A directory in S3 contains files with two columns
- The files contain headers, the column names are just random strings and they are not consistent across files
- both columns are integer values
- Some files are CSV some are TSV - so they are mixed, and you must handle this!
- The empty string should represent 0
- Henceforth the first column will be referred to as the key, and the second column the value
- For any given key across the entire dataset (so all the files), there exists exactly one value that occurs an odd number of times. . E.g. you will see data like this:
// value 2 occurs odd number of times
1 -> 2
1 -> 3
1 -> 3
// value 4 occurs odd number of times
2 -> 4
2 -> 4
2 -> 4
But never like this:
// three values occur odd number of times
1 -> 2
1 -> 3
1 -> 4
// no value for this key occurs odd number of times
2 -> 4
2 -> 4
-
Write an app in Scala that takes 3 parameters: An S3 path (input) An S3 path (output) An AWS ~/.aws/credentials profile to initialise creds with, or param to indicate that creds should use default provider chain.

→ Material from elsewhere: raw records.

PR #423, opened 2022-10-21
Add OE update call to the presenter and check your answers page

mouhajer-ch:
### JIRA link

Resolves [ROE-1441](https://companieshouse.atlassian.net/browse/ROE-1441)

### Change description

Add OE update call to the presenter and check your answers page

### Work checklist

### DIFF
--- a/src/controllers/check.your.answers.controller.ts
+++ b/src/controllers/check.your.answers.controller.ts
@@ -1,7 +1,7 @@
 import { Session } from "@companieshouse/node-session-handler";
 import { NextFunction, Request, Response } from "express";
 
-import { createOverseasEntity } from "../service/overseas.entities.service";
+import { createOverseasEntity, updateOverseasEntity } from "../service/overseas.entities.service";
 import { closeTransaction, postTransaction } from "../service/transaction.service";
 
 import * as config from "../config";
@@ -66,8 +66,7 @@ export const post = async (req: Request, res: Response, next: NextFunction) => {
       ? appData[OverseasEntityKey] as string
       : await createOverseasEntity(req, session, transactionID);
 
-    // TODO: Missing last put call to submit OE, it will be done on ROE-1441.
-    // Note: this will be removed in the future when all PUT calls have been set correctly on the others pages.
+    await updateOverseasEntity(req, session);
 
     const transactionClosedResponse = await closeTransaction(req, session, transactionID, overseasEntityID);
     logger.infoRequest(req, `Transaction Closed, ID: ${transactionID}`);
--- a/src/controllers/check.your.answers.controller.ts
+++ b/src/controllers/check.your.answers.controller.ts
@@ -57,16 +57,15 @@ export const post = async (req: Request, res: Response, next: NextFunction) => {
       logger.infoRequest(req, `New access token: ${accessToken}`);
     }
 
-    const isSaveAndResumeFeatureActive = isActiveFeature(config.FEATURE_FLAG_ENABLE_SAVE_AND_RESUME_17102022);
-    const transactionID = (isSaveAndResumeFeatureActive)
-      ? appData[Transactionkey] as string
-      : await postTransaction(req, session);
-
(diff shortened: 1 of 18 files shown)


test/service/overseas.entities.service.spec.ts
```diff
@@ -63,3 +69,33 @@ describe('Overseas Entity Service test suite', () => {
   });
 
 });
+
+describe('Update Overseas Entity Service test suite', () => {
```
mattch1, line 73: Aren't we using double quotes for these?

test/service/overseas.entities.service.spec.ts
```diff
@@ -1,30 +1,35 @@
 jest.mock("@companieshouse/api-sdk-node");
 jest.mock("@companieshouse/api-sdk-node/dist/services/overseas-entities");
 jest.mock('../../src/utils/logger');
+jest.mock('../../src/utils/application.data');
```
mattch1, line 4: See comment below

src/controllers/check.your.answers.controller.ts
```diff
@@ -66,8 +66,7 @@ export const post = async (req: Request, res: Response, next: NextFunction) => {
       ? appData[OverseasEntityKey] as string
       : await createOverseasEntity(req, session, transactionID);
 
-    // TODO: Missing last put call to submit OE, it will be done on ROE-1441.
-    // Note: this will be removed in the future when all PUT calls have been set correctly on the others pages.
+    await updateOverseasEntity(req, session);
```
mwestacott, line 69: I think we only need to do this PUT call if the 'save and resume' feature is active.

Looking at the above logic might read better if we just have one 'if' check on the feature flag and two execution blocks - one for when we're in save and resume mode and the other when not.

test/__mocks__/text.mock.ts
```diff
@@ -91,3 +91,4 @@ export const CHANGE_LINK_NAME_PRESENTER = "Full name - who can we contact about
 export const DATA_EVENT_ID = "data-event-id";
 export const PAGE_TITLE_ERROR = "Error:";
 export const PAGE_NOT_FOUND_TEXT = "Page not found";
+export const UPDATE_OE__MSG_ERROR = "Something went wrong with updating Overseas Entity";
```
mwestacott, line 94: Minor, but two underscores __ present here...

src/controllers/check.your.answers.controller.ts
mouhajer-ch: Good spot, but I ill not use a single if condition. It is always better using the `cost` instead of `let`

test/service/overseas.entities.service.spec.ts
mouhajer-ch: Better use template literals here.

test/service/overseas.entities.service.spec.ts
mouhajer-ch: For consistency I will use the double quote, but it is the same here

src/controllers/check.your.answers.controller.ts
mwestacott: 👍 I suppose what I'm saying is that using the ternary operator here means multiple checks - an if ... else block would make flow easier to read I think, but will wait to see the next updates.

test/service/overseas.entities.service.spec.ts
mouhajer-ch: done

test/service/overseas.entities.service.spec.ts
mouhajer-ch: done

src/controllers/check.your.answers.controller.ts
mouhajer-ch: Done, it will be refactored anyway soon

test/__mocks__/text.mock.ts
mouhajer-ch: done

mwestacott (approved):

Your app will assume these creds have full access to the S3 bucket.
-
Then in spark local mode the app should write file(s) to the output S3 path in TSV format with two columns such that The first column contains each key exactly once The second column contains the integer occurring an odd number of times for the key, as described by 6 above
NOTE: If your CV doesn’t mention AWS you can assume local filesystem and not bother with the S3 stuff.
-
Bonus 1 This is a bonus and entirely optional. If you have already spent a long time on the above, it’s recommended you skip this as we do not want to consume too much time of the candidates. Provide more than one implementation of the algorithm, and as comments discuss the time & space complexity.
-
Bonus 2 This is a bonus and entirely optional. If you have already spent a long time on the above, it’s recommended you skip this as we do not want to consume too much time of the candidates. Instead of running the app in local mode, use the Java SDK for AWS "com.amazonaws" % "aws-java-sdk" % "1.11.698", to run the app in an EMR cluster. Here the creds passed in are assumed to be admin creds for the AWS account.